Voxx recalled that the beginning of the record, which opens with a song called “Flamingo,” is poppy, shiny and glittery. But by the final song, “I’m Not Okay,” the album is much darker. Voxx said the final track “is about turning into a monster, but in reality, you know, succumbing to alcoholism and depression and all that.”

Voxx sketched out most of “I’m Okay, Please Stop Asking” a year before the band began recording. In the beginning of the songwriting process, Voxx sent songs with the vocal melody with background vocals accompanied by a sketch on the guitar or keys to the band members.
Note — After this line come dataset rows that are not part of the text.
PR #4080, opened 2020-05-27
[vm] Report gas used instead of transaction fee in transaction output.

tzakian:
We were multiplying the gas used by the gas unit price, and we were actually reporting the transaction fee as opposed to the gas used for the transaction.


runtian-zhou:
Probably need to fix a unit test

Issue #3721, opened 2020-05-04
[move-prover][Feature Request] Warn about unused schemas


DavidLDill:
# 🚀 Feature Request

Warn about unused schemas

## Motivation

I defined a very nice schema, but forgot to apply it.  So I might have thought that I has proved a property when I didn't.

## Pitch

**Describe the solution you'd like**

**Describe alternatives you've considered**

**Are you willing to open a pull request?** (See [CONTRIBUTING](../../CONTRIBUTING.md))

PR #4085, opened 2020-05-27
[move prover] generate warnings about unused schemas

emmazzz:
## Motivation

This PR adds the generation of warnings about schemas that are defined but not used. Warnings are generated after spec checker phase. And unlike errors, Move Prover will not immediately exit after warnings.

Yes.

## Test Plan

Added a test `functional/unused_schema.move`.

### DIFF
--- a/language/move-prover/spec-lang/src/env.rs
+++ b/language/move-prover/spec-lang/src/env.rs
@@ -342,6 +342,12 @@ impl GlobalEnv {
         self.error_with_notes(loc, msg, vec![]);
     }
 
+    /// Adds a warning to this environment.
+    pub fn warn(&self, loc: &Loc, msg: &str) {
+        let diag = Diagnostic::new_warning(msg, Label::new(loc.file_id, loc.span, ""));
+        self.add_diag(diag);
+    }
+
     /// Returns the unknown location.
     pub fn unknown_loc(&self) -> Loc {
         self.unknown_loc.clone()
@@ -423,9 +429,34 @@ impl GlobalEnv {
             .any(|d| d.severity >= Severity::Error)
     }
 
-    /// Writes accumulated diagnostics to writer.
+    /// Returns true if diagnostics have warning severity or worse.
+    pub fn has_warnings(&self) -> bool {
+        self.diags
+            .borrow()
+            .iter()
+            .any(|d| d.severity >= Severity::Warning)
+    }
+
+    /// Writes accumulated errors to writer.
     pub fn report_errors<W: WriteColor>(&self, writer: &mut W) {
-        for diag in self.diags.borrow().iter() {
+        for diag in self
+            .diags
+            .borrow()
+            .iter()
+            .filter(|d| d.severity >= Severity::Error)
+        {
+            emit(writer, &Config::default(), &self.source_files, diag).expect("emit must not fail");
+        }
+    }
+
+    /// Writes accumulated diagnostics with warning severity or worse to writer.
+    pub fn report_warnings<W: WriteColor>(&self, writer: &mut W) {
+        for diag in self
+            .diags
+            .borrow()
+            .iter()
+            .filter(|d| d.severity >= Severity::Warning)
+        {
             emit(writer, &Config::default(), &self.source_files, diag).expect("emit must not fail");
         }
     }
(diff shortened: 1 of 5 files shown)


emmazzz:
This is to address the issue #3721 raised by @DavidLDill. @wrwg should probably also review.

language/move-prover/spec-lang/src/env.rs
```diff
@@ -342,6 +342,12 @@ impl GlobalEnv {
         self.error_with_notes(loc, msg, vec![]);
     }
 
+    /// Adds an warning to this environment.
```
wrwg, line 345: Isn't it "a warning"? I'm myself all the time confused.

language/move-prover/spec-lang/src/env.rs
```diff
@@ -423,9 +429,34 @@ impl GlobalEnv {
...
+            .diags
+            .borrow()
+            .iter()
+            .filter(|d| d.severity >= Severity::Error)
+        {
+            emit(writer, &Config::default(), &self.source_files, diag).expect("emit must not fail");
+        }
+    }
+
+    /// Writes accumulated warnings to writer.
```
wrwg, line 452: This actually seems to write warnings and errors. Do we want to change the doc or the impl?

language/move-prover/spec-lang/src/translate.rs
```diff
@@ -1168,6 +1173,17 @@ impl<'env, 'translator> ModuleTranslator<'env, 'translator> {
 
         // Perform post reduction of module invariants.
         self.reduce_module_invariants();
+
+        // Warn about unused schemas.
+        for (schema_name, loc) in &self.parent.unused_schema_table {
+            self.parent.env.warn(
+                loc,
+                &format!(
+                    "A schema is not used: {}",
```
wrwg, line 1182: I suggest to make the message "unused schema `{}`". We usually start error messages with lowercase and use backquotes for references to symbols.

language/move-prover/tests/sources/functional/unused_schema.exp
```diff
@@ -0,0 +1,25 @@
+Move prover returns: exiting with boogie verification errors
```
wrwg, line 1: Can we give a better message here like "exiting with warnings"?

language/move-prover/tests/sources/functional/unused_schema.exp
```diff
@@ -0,0 +1,25 @@
...
+    │
+ 21 │ ╭     spec schema AddsThree {
+ 22 │ │         i: num;
+ 23 │ │         result: num;
+ 24 │ │         ensures result == i + 3;
+ 25 │ │     }
+    │ ╰─────^
+    │
+
+error:  A postcondition might not hold on this return path.
```
wrwg, line 14: Ah! It is actually exiting with verification errors as well. I suggest we just remove those errors to keep the tests clean. We may(?) need to fix the test driver in `tests/testsuite.rs` a bit to handle the warnings case correctly.

language/move-prover/spec-lang/src/env.rs
emmazzz: Ah it was a copy/paste mistake! Original was "Adds an error"

language/move-prover/spec-lang/src/translate.rs
emmazzz: I was actually following the format of the error message below "A postcondition might not hold on this return path." Is this error message directly from Boogie? Maybe we should standardize the format of error messages too.

language/move-prover/tests/sources/functional/unused_schema.exp
emmazzz: I think we can leave as is right now and change the driver when more use cases for warnings come up.

wrwg: That's the kind of thing which leads to entropy in code. "Later" will then easily become "never". I also don't know whether you need to do anything at the driver at all, my main issue here is that you have a verification error in tests around warnings and that does not make sense -- or did you do it for some purpose?

wrwg: Also, if the prover prints "exiting with verification errors" when you actually have only warnings is kind of a bad user experience. So this is not just about the tests.

emmazzz: Well if there are only warnings the prover will not print out "exiting with verification errors". It will only print out the warnings. The case that might lead to confusion is when there are both warnings and errors. Then prover would say "exiting with errors", followed by warning messages and error messages.

emmazzz: I have updated the test case so there is only a warning. And the exp file only contains the warning message.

As they listened, the Sad Lads changed and added elements to the song.

The band recorded the drums in a studio and then retreated to “our own home studio caves” to record their parts, Boshart and Ih said.
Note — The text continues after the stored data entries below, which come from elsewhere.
PR #4086, opened 2020-05-27
[safety-rules] address sign_proposal TODOs

zaxguo:
## Motivation

sign_proposal safety rules are for leaders to make safe proposal for other validators to vote on.

Yes

## Test Plan

The sign_proposal is called and exercised in the _consensus_ package which continously generates new proposal to sign by fuzzing.
The test only checks the method won't crash under fuzzing. It, however, does not check the _correctness_ of the methods (e.g. if the rules are correctly implemented).

## Related PRs

### DIFF
--- a/consensus/safety-rules/src/safety_rules.rs
+++ b/consensus/safety-rules/src/safety_rules.rs
@@ -127,6 +127,19 @@ impl SafetyRules {
             Ok(())
         }
     }
+
+    /// This checkes whether the author of one proposal is the validator signer
+    fn verify_author(&self, author: Option<Author>) -> Result<(), Error> {
+        let validator_signer_author = &self.validator_signer.author();
+        let author = author
+            .ok_or_else(|| Error::InvalidProposal("No author found in the proposal".into()))?;
+        if (*validator_signer_author) != author {
+            return Err(Error::InvalidProposal(
+                "Proposal author is not validator signer!".into(),
+            ));
+        }
+        Ok(())
+    }
 }
 
 impl TSafetyRules for SafetyRules {
@@ -221,19 +234,16 @@ impl TSafetyRules for SafetyRules {
         ))
     }
 
-    /// @TODO only sign blocks that are later than last_voted_round and match the current epoch
-    /// @TODO verify QC correctness
-    /// @TODO verify QC matches preferred round
-    fn sign_proposal(&mut self, block_data: BlockData) -> Result<Block, Error> {
+    fn sign_proposal(&mut self, block_data: BlockData<T>) -> Result<Block<T>, Error> {
         debug!("Incoming proposal to sign.");
         let proposal_epoch = block_data.epoch();
         let proposal_round = block_data.round();
         let last_voted_round = self.persistent_storage.last_voted_round()?;
 
-        // proposed epoch must match the current epoch
+        self.verify_author(block_data.author())?;
+
         self.verify_epoch(proposal_epoch)?;
 
-        // proposed round must be increasing
         if proposal_round <= last_voted_round {
             debug!(
                 "Block round is older than last_voted_round ({} <= {})",
@@ -245,7 +255,6 @@ impl TSafetyRules for SafetyRules {
             });
         }
 
-        // Done checking the block epochs, now checking and verifying QC correctness
         let qc = block_data.quorum_cert();
         let qc_round = qc.certified_block().round();
         let preferred_round = self.persistent_storage.preferred_round()?;
--- a/consensus/safety-rules/src/safety_rules.rs
+++ b/consensus/safety-rules/src/safety_rules.rs
@@ -133,7 +133,7 @@ impl SafetyRules {
         let validator_signer_author = &self.validator_signer.author();
         let author = author
             .ok_or_else(|| Error::InvalidProposal("No author found in the proposal".into()))?;
-        if (*validator_signer_author) != author {
+        if validator_signer_author != &author {
             return Err(Error::InvalidProposal(
                 "Proposal author is not validator signer!".into(),
             ));
@@ -234,37 +234,31 @@ impl TSafetyRules for SafetyRules {
         ))
     }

“We built it up in a style that we thought, ‘Oh, that’d be like, novel for what Ari was doing here,’ or ‘This would be interesting and would gel well with what Ari was trying to do here,’” Boshart said.

Ih’s favorite tracks are “Lucid” and “Playing Pretend,” while Voxx’s are “Black Grass” and “I’m Not Okay.”

“We’re post-music,” Voxx joked, but the band draws inspiration from the Cocteau Twins, Imogen Heap, and Frou Frou.

“The reason that Ari and I gelled in the first place was kind of our love of Cocteau Twins,” Boshart said.

Earlier this year, Voxx had a residency at U Street’s iconic venue DC9, where the band put on a Halloween cover show.

“They let us have run of the venue,” Boshart said. “They let us use their projector, they let us set up a tarot card reading station in the green room. They let us decorate the venue ourselves. They really let us make it feel like it was our event that we were throwing rather than just the band that sound checks, shows up and plays.”

DC9 is the band’s favorite venue in the district.

Boshart said that compared to New York, “D.C.’s music community feels like a community. People are hustling for good gigs and they’re hustling to meet really interesting people. But it’s not this scarcity mentality where like, if you’re playing, then somebody else can’t play.”

“D.C., it’s a city, but it kind of feels more like a small town,” Voxx reflected. In the music community, everybody knows everybody. “People pretty much uplift each other for the most part whenever they can.”

“I just want to create a world, a community, a multiverse of little sad weirdos like me,” Voxx said. “You don’t need words to convey feeling and emotion and connection with people. Just like transporting yourself into another world where like, everything’s okay, you can be who you are. It could be dreamy and weird and pink.”

The next album will be called “The Creature From the Pink Lagoon.” It will be horror themed, electronic and “a little more dancey,” Voxx said. “You’ll just have to see.”